[Collected data entries]
PR #485, opened 2026-06-22
[BUZZOK-31357] Move mem0ai dependency to nat

jpclemens0:
# RATIONALE
The `streaming_memory_agent` and `dr_mem0_memory` could be used with any nat workflow. In fact they are used with the default drum/nat workflow in `af-component-agent` which fails when `MEM0_API_KEY` is set in `.env` without the `mem0ai` dependency.

## CHANGES
Drop the `memory` extra. Move the `mem0ai` dependency to the `nat` extra.
## Checklist
- [ ] Updated Changelog

---

> [!NOTE]
> **Medium Risk**
> Removing the `memory` extra is a breaking change for any install or CI that still references `[memory]`; runtime behavior is unchanged aside from fixing missing `mem0ai` on NAT-only installs.
> 
> **Overview**
> **Moves `mem0ai` into the `nat` extra** and **removes the standalone `memory` extra**, so NAT workflows that use `streaming_memory_agent` or `dr_mem0_memory` get Mem0 when installing `datarobot-genai[nat]` or `[dragent]` (which extends `nat`). Version is bumped to **0.18.14**; lockfiles reflect the new extra graph and transitive deps (e.g. `qdrant-client` via `mem0ai`).
> 
> **Breaking for installs:** `pip install datarobot-genai[memory]` is no longer valid—use `[nat]` or `[dragent]` instead.
> 
> <sup>Reviewed by [Cursor Bugbot](https://cursor.com/bugbot) for commit c3d755fb49c3e5b86ea81b3cef54006d7a557c50. Configure [here](https://www.cursor.com/dashboard/bugbot).</sup>


tsdaemon (commented):
While we at it, would you move this class to `datarobot_mem0_memory.py` to `dragent`? It really should be if its used in all agents.

tsdaemon (approved):
Thank you!

jpclemens0:
@tsdaemon That e2e test has failed several reruns but I don't see how it's related to changes in this PR. What do you think?

jpclemens0:
@cavitcakir Is this e2e test failure consistent with the flakes you have seen? I reran several times expecting it's a flake but it hasn't passed. At the same time I don't see how the changes in this PR would promote it from a flake to a consistent failure.

PR #492, opened 2026-06-24
[BUZZOK-31389] CrewAI native tool calling for DataRobot gateway models

cavitcakir:
## Why

litellm has no `datarobot/*` model entries, so CrewAI's `supports_function_calling` reported gateway models as tool-incapable and fell back to the prompt/ReAct path — where, under extended thinking, the deterministic tool result can fail to reach the final answer.

## What

- `core`: `get_model_info` resolves `datarobot/`-prefixed gateway models for capability detection.
- `crewai`: enable native tool calling for gateway models — `LitellmStopWordLLM` streams native calls itself (CrewAI's streaming handler discards them), sanitizes tool schemas, tracks token usage, and emits `LLMCallFailedEvent` on stream errors.
- `crewai`: the router LLM returns tool calls as a bare list (not a json string CrewAI treats as a final answer) and reads `supports_function_calling` from its whole failover chain.
- `crewai`: reset each agent's executor per request — a reused crew leaked accumulated `messages`/`iterations` across requests (bedrock "tool calling without tools=" errors; tool calls leaking as text).


tsdaemon (approved):
🔥

j1z0 (approved):

src/datarobot_genai/crewai/llm.py
```diff
@@ -43,6 +167,45 @@ def __init__(self, *args: Any, **kwargs: Any) -> None:
...
+        self, text: list[str], tool_calls: list[Any], tool_names: list[str] | None = None
+    ) -> list[dict] | str:
+        """Return tool calls (streamed or recovered) as the bare list CrewAI runs, else text."""
+        if tool_calls:
+            from datarobot_genai.core.router import merge_streaming_tool_calls  # noqa: PLC0415
+
+            return merge_streaming_tool_calls(tool_calls)
+        joined = "".join(text)
+        return _recover_text_tool_calls(joined, tool_names) or self._apply_stop_words(joined)
+
```
cavitcakir, line 112: native tool calls are streamed + assembled here — same approach as [`RouterLitellmOnlyLLM.call`](https://github.com/datarobot-oss/datarobot-genai/blob/5b3cdd6f/src/datarobot_genai/crewai/llm.py#L455-L489) 
 — because CrewAI's base streaming handler drops
`tool_calls` when `available_functions=None` and returns empty text.

tsdaemon (approved):

PR #499, opened 2026-06-26
[BUZZOK-31404] [BUZZOK-31422] Middleware for OTEL conventions

tsdaemon:
# RATIONALE

DataRobot Observability [expect specific attributes set in agent traces](https://docs.datarobot.com/en/docs/agentic-ai/agentic-develop/agentic-tracing-code.html#map-spans-and-attributes-to-the-tracing-table). This implements a middleware we can attach to our agents to implement said attribute so users can see agent inputs, outputs, and tools in Data Exploration tab.

This also consoliates telemetry related modules under `core.telemetry`: there was quite a lot of modules with such prefix, which is not quite nice.

## Checklist
- [x] Updated Changelog

---

> [!NOTE]
> **Medium Risk**
> Breaking telemetry import paths affect all consumers on upgrade; middleware and FastAPI instrumentation touch the observability path for every agent request without changing auth or business logic.
> 
> **Overview**
> **0.20.0** adds NAT middleware **`datarobot_otel_conventions`** (`_type: datarobot_otel_conventions`) that wraps each agent invocation in a **`datarobot_agent`** SDK span and sets DataRobot Tracing table attributes: **`gen_ai.prompt`**, **`gen_ai.completion`**, and **`tool_name`** (from AG-UI `ToolCallStartEvent` / streamed text aggregation). It is registered on `nat.plugins`, wired into e2e `workflow.yaml` files, and e2e OTLP tests now assert those attributes (streaming and non-streaming) against the standard workflow.
> 
> Telemetry code is **consolidated under `core.telemetry.*`** with **breaking import moves** (`core.telemetry.agent`, `.memory`, `.nat_context`, `.nat_tracer`, `.datarobot_otel`). E2e agents call **`instrument()`** from `core.telemetry.agent` at register time.
> 
> **FastAPI** apps get optional **`opentelemetry-instrumentation-fastapi`** (new `dragent` extra) via `_instrument_fastapi_app` so HTTP requests provide a parent span for nested agent spans. Version bumps to **0.20.0** in changelog, `pyproject.toml`, and locks.
> 
> <sup>Reviewed by [Cursor Bugbot](https://cursor.com/bugbot) for commit 26d16c3892f4deb9cc9fde4d502b13937a6713bd. Configure [here](https://www.cursor.com/dashboard/bugbot).</sup>


e2e-tests/dragent_tests/test_otel_tracing.py
```diff
@@ -43,22 +48,50 @@
     f"X-DataRobot-Api-Key={TEST_API_TOKEN},X-DataRobot-Entity-Id={EXPECTED_ENTITY_ID}"
 )
 
+# Span attributes that map to the deployment Tracing table columns, per
```
tsdaemon: I actually would like to revise this test and make it more elegant: we should be checking for correct traces in all cases, not just this special one. https://datarobot.atlassian.net/browse/BUZZOK-31422

tsdaemon:
@copilot please merge with main

e2e-tests/dragent/base/workflow.yaml
```diff
@@ -58,3 +60,4 @@ workflow:
   description: Base agent example
   middleware:
     - datarobot_guardrails
```
jpclemens0, line 62: Should the otel conventions come before guardrails?

jpclemens0 (approved):
LGTM

src/datarobot_genai/core/telemetry/datarobot_otel.py
akshoop: stale name:

```suggestion
# statement (mirrors ``_INSTRUMENTATION_STATE`` in ``telemetry/agent.py``).
```

akshoop (approved):
LGTM, nice tests

e2e-tests/dragent/base/workflow.yaml
tsdaemon: Hm, an interesting point. Guardrails can modify input or output, right? But I think for agent its important to track what comes into the agent specifically, and what comes out. Therefore the order of calls should be like `guardrails(otel(agent()))`. I am not sure how NAT orders middlewares though.

tsdaemon: https://docs.nvidia.com/nemo/agent-toolkit/latest/build-workflows/advanced/middleware.html this supports my assumption. The current order seems ok, but we may reconsider based on the use-case

tsdaemon:
@copilot please merge with main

Problem to work on: Your answer must contain every line of the records, exactly.

Completed exercise:
PR #485, opened 2026-06-22
[BUZZOK-31357] Move mem0ai dependency to nat

jpclemens0:
# RATIONALE
The `streaming_memory_agent` and `dr_mem0_memory` could be used with any nat workflow. In fact they are used with the default drum/nat workflow in `af-component-agent` which fails when `MEM0_API_KEY` is set in `.env` without the `mem0ai` dependency.

## CHANGES
Drop the `memory` extra. Move the `mem0ai` dependency to the `nat` extra.
## Checklist
- [ ] Updated Changelog

---

> [!NOTE]
> **Medium Risk**
> Removing the `memory` extra is a breaking change for any install or CI that still references `[memory]`; runtime behavior is unchanged aside from fixing missing `mem0ai` on NAT-only installs.
> 
> **Overview**
> **Moves `mem0ai` into the `nat` extra** and **removes the standalone `memory` extra**, so NAT workflows that use `streaming_memory_agent` or `dr_mem0_memory` get Mem0 when installing `datarobot-genai[nat]` or `[dragent]` (which extends `nat`). Version is bumped to **0.18.14**; lockfiles reflect the new extra graph and transitive deps (e.g. `qdrant-client` via `mem0ai`).
> 
> **Breaking for installs:** `pip install datarobot-genai[memory]` is no longer valid—use `[nat]` or `[dragent]` instead.
> 
> <sup>Reviewed by [Cursor Bugbot](https://cursor.com/bugbot) for commit c3d755fb49c3e5b86ea81b3cef54006d7a557c50. Configure [here](https://www.cursor.com/dashboard/bugbot).</sup>


tsdaemon (commented):
While we at it, would you move this class to `datarobot_mem0_memory.py` to `dragent`? It really should be if its used in all agents.

tsdaemon (approved):
Thank you!

jpclemens0:
@tsdaemon That e2e test has failed several reruns but I don't see how it's related to changes in this PR. What do you think?

jpclemens0:
@cavitcakir Is this e2e test failure consistent with the flakes you have seen? I reran several times expecting it's a flake but it hasn't passed. At the same time I don't see how the changes in this PR would promote it from a flake to a consistent failure.

PR #492, opened 2026-06-24
[BUZZOK-31389] CrewAI native tool calling for DataRobot gateway models

cavitcakir:
## Why

litellm has no `datarobot/*` model entries, so CrewAI's `supports_function_calling` reported gateway models as tool-incapable and fell back to the prompt/ReAct path — where, under extended thinking, the deterministic tool result can fail to reach the final answer.

## What

- `core`: `get_model_info` resolves `datarobot/`-prefixed gateway models for capability detection.
- `crewai`: enable native tool calling for gateway models — `LitellmStopWordLLM` streams native calls itself (CrewAI's streaming handler discards them), sanitizes tool schemas, tracks token usage, and emits `LLMCallFailedEvent` on stream errors.
- `crewai`: the router LLM returns tool calls as a bare list (not a json string CrewAI treats as a final answer) and reads `supports_function_calling` from its whole failover chain.
- `crewai`: reset each agent's executor per request — a reused crew leaked accumulated `messages`/`iterations` across requests (bedrock "tool calling without tools=" errors; tool calls leaking as text).


tsdaemon (approved):
🔥

j1z0 (approved):

src/datarobot_genai/crewai/llm.py
```diff
@@ -43,6 +167,45 @@ def __init__(self, *args: Any, **kwargs: Any) -> None:
...
+        self, text: list[str], tool_calls: list[Any], tool_names: list[str] | None = None
+    ) -> list[dict] | str:
+        """Return tool calls (streamed or recovered) as the bare list CrewAI runs, else text."""
+        if tool_calls:
+            from datarobot_genai.core.router import merge_streaming_tool_calls  # noqa: PLC0415
+
+            return merge_streaming_tool_calls(tool_calls)
+        joined = "".join(text)
+        return _recover_text_tool_calls(joined, tool_names) or self._apply_stop_words(joined)
+
```
cavitcakir, line 112: native tool calls are streamed + assembled here — same approach as [`RouterLitellmOnlyLLM.call`](https://github.com/datarobot-oss/datarobot-genai/blob/5b3cdd6f/src/datarobot_genai/crewai/llm.py#L455-L489) 
 — because CrewAI's base streaming handler drops
`tool_calls` when `available_functions=None` and returns empty text.

tsdaemon (approved):

PR #499, opened 2026-06-26
[BUZZOK-31404] [BUZZOK-31422] Middleware for OTEL conventions

tsdaemon:
# RATIONALE

DataRobot Observability [expect specific attributes set in agent traces](https://docs.datarobot.com/en/docs/agentic-ai/agentic-develop/agentic-tracing-code.html#map-spans-and-attributes-to-the-tracing-table). This implements a middleware we can attach to our agents to implement said attribute so users can see agent inputs, outputs, and tools in Data Exploration tab.

This also consoliates telemetry related modules under `core.telemetry`: there was quite a lot of modules with such prefix, which is not quite nice.

## Checklist
- [x] Updated Changelog

---

> [!NOTE]
> **Medium Risk**
> Breaking telemetry import paths affect all consumers on upgrade; middleware and FastAPI instrumentation touch the observability path for every agent request without changing auth or business logic.
> 
> **Overview**
> **0.20.0** adds NAT middleware **`datarobot_otel_conventions`** (`_type: datarobot_otel_conventions`) that wraps each agent invocation in a **`datarobot_agent`** SDK span and sets DataRobot Tracing table attributes: **`gen_ai.prompt`**, **`gen_ai.completion`**, and **`tool_name`** (from AG-UI `ToolCallStartEvent` / streamed text aggregation). It is registered on `nat.plugins`, wired into e2e `workflow.yaml` files, and e2e OTLP tests now assert those attributes (streaming and non-streaming) against the standard workflow.
> 
> Telemetry code is **consolidated under `core.telemetry.*`** with **breaking import moves** (`core.telemetry.agent`, `.memory`, `.nat_context`, `.nat_tracer`, `.datarobot_otel`). E2e agents call **`instrument()`** from `core.telemetry.agent` at register time.
> 
> **FastAPI** apps get optional **`opentelemetry-instrumentation-fastapi`** (new `dragent` extra) via `_instrument_fastapi_app` so HTTP requests provide a parent span for nested agent spans. Version bumps to **0.20.0** in changelog, `pyproject.toml`, and locks.
> 
> <sup>Reviewed by [Cursor Bugbot](https://cursor.com/bugbot) for commit 26d16c3892f4deb9cc9fde4d502b13937a6713bd. Configure [here](https://www.cursor.com/dashboard/bugbot).</sup>


e2e-tests/dragent_tests/test_otel_tracing.py
```diff
@@ -43,22 +48,50 @@
     f"X-DataRobot-Api-Key={TEST_API_TOKEN},X-DataRobot-Entity-Id={EXPECTED_ENTITY_ID}"
 )
 
+# Span attributes that map to the deployment Tracing table columns, per
```
tsdaemon: I actually would like to revise this test and make it more elegant: we should be checking for correct traces in all cases, not just this special one. https://datarobot.atlassian.net/browse/BUZZOK-31422

tsdaemon:
@copilot please merge with main

e2e-tests/dragent/base/workflow.yaml
```diff
@@ -58,3 +60,4 @@ workflow:
   description: Base agent example
   middleware:
     - datarobot_guardrails
```
jpclemens0, line 62: Should the otel conventions come before guardrails?

jpclemens0 (approved):
LGTM

src/datarobot_genai/core/telemetry/datarobot_otel.py
akshoop: stale name:

```suggestion
# statement (mirrors ``_INSTRUMENTATION_STATE`` in ``telemetry/agent.py``).
```

akshoop (approved):
LGTM, nice tests

e2e-tests/dragent/base/workflow.yaml
tsdaemon: Hm, an interesting point. Guardrails can modify input or output, right? But I think for agent its important to track what comes into the agent specifically, and what comes out. Therefore the order of calls should be like `guardrails(otel(agent()))`. I am not sure how NAT orders middlewares though.

tsdaemon: https://docs.nvidia.com/nemo/agent-toolkit/latest/build-workflows/advanced/middleware.html this supports my assumption. The current order seems ok, but we may reconsider based on the use-case

tsdaemon:
@copilot please merge with main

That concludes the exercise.